2) If not will the "select count(*)" be added to the CMIS query language?

Kind regards,

Alex

jpotts
World-Class Innovator
World-Class Innovator
There are a number of things you can do in SQL that you cannot do in CMIS Query Language. I do not think COUNT is part of the 1.0 spec. You could check with OASIS to see if support for COUNT is planned for 1.1. If not, you could raise an issue with the CMIS Technical Committee.

Jeff

paul_price
Champ in-the-making
Champ in-the-making
Mentioned in this comment ("There are a number of things you can do in SQL"), this is what I am looking for. I have a huge collection of docs (~.5 Million) that I would like to get counts by date and State_Code (part of my content model). I desperately want to use SQL rather than SOLR because I can access the production databases much easier than other machines in that environment (plus I'm a DBA, so SQL rules).

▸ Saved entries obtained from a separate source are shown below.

PR #5642, opened 2023-09-30
Fix null dereference when a subsystem is hit for damage by a null object

BMagnu:
I'm not exactly 100% sure what causes this specific situation, but looking at the function, it seems that getting a null object as the other hit object is allowed.
This fixes the damage carry check, and since not carrying the damage will happen with all non-shockwaves, it'll also happen with null objects. The check in L 958 is safe btw, since weapon_info_index is guaranteed to be -1 for a null other_obj (in fact, checks further up in the function already rely on that)

### DIFF
--- a/code/ship/shiphit.cpp
+++ b/code/ship/shiphit.cpp
@@ -698,7 +698,7 @@ float do_subobj_hit_stuff(object *ship_objp, object *other_obj, vec3d *hitpos, i
 	}
 
 	//	Shockwave damage is applied like weapon damage.  It gets consumed.
-	if (other_obj_is_shockwave)	// Goober5000 check for NULL
+	if (other_obj_is_shockwave)
 	{
 		//	MK, 9/2/99.  Shockwaves do zero subsystem damage on small ships.
 		// Goober5000 - added back in via flag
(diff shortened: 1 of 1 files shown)


Baezon (approved):
Fwiw, this is explicitly the case for the `explosion-effect` sexp, not sure if any others though.

Goober5000 (changes requested):
There is another potential null dereference a few lines further down:
```
// Nuke: this will finally factor it in to damage_to_apply and i wont need to factor it in anywhere after this
damage_to_apply = Armor_types[subsystem->armor_type_idx].GetDamage(damage_to_apply, dmg_type_idx, ss_dif_scale, other_obj->type == OBJ_BEAM);
```

Optional suggestion: consider making a few `other_object_is_X` boolean variables, à la `ship_do_damage`.  This would make object checks a little cleaner throughout `do_subobj_hit_stuff`.

code/ship/shiphit.cpp
```diff
@@ -953,9 +957,9 @@ float do_subobj_hit_stuff(object *ship_objp, object *other_obj, vec3d *hitpos, i
 
 			// if this subsystem doesn't carry damage then subtract it off of our total return
 			if (subsystem->system_info->flags[Model::Subsystem_Flags::Carry_no_damage]) {
-				if ((other_obj == nullptr) || (other_obj->type != OBJ_SHOCKWAVE) || (!(subsystem->system_info->flags[Model::Subsystem_Flags::Carry_shockwave]))) {
+				if (other_obj_is_shockwave || (!(subsystem->system_info->flags[Model::Subsystem_Flags::Carry_shockwave]))) {
```
Goober5000, line 960: This should be `!other_obj_is_shockwave`

Optional: remove the outer pair of parentheses from the second half of the condition to make it more readable

code/ship/shiphit.cpp
```diff
@@ -694,7 +698,7 @@ float do_subobj_hit_stuff(object *ship_objp, object *other_obj, vec3d *hitpos, i
 	}
 
 	//	Shockwave damage is applied like weapon damage.  It gets consumed.
-	if ((other_obj != NULL) && (other_obj->type == OBJ_SHOCKWAVE))	// Goober5000 check for NULL
+	if (other_obj_is_shockwave)	// Goober5000 check for NULL
```
Goober5000, line 701: You could remove the `// Goober5000 check for NULL` part of this line since the null check is now done earlier.

Goober5000 (changes requested):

So can you (or someone else) point me to some hints/wiki for doing this type of query?

My environment: Alfresco Enterprise 4.1.8 on Linux, using SQL Server 2012 database. I will be moving to 4.2 in the near future, so the ultimate solution needs to run in 4.2.

Thanks for any help.

alexr
Champ in-the-making
Champ in-the-making
Thanks Jeff for the quick response. I will check the cmis 1.1 specs @Oasis.

Kind regards,

Alex

andy
Champ on-the-rise
Champ on-the-rise
Hi

Some of your use cases will be supported when we expose SOLR faceting.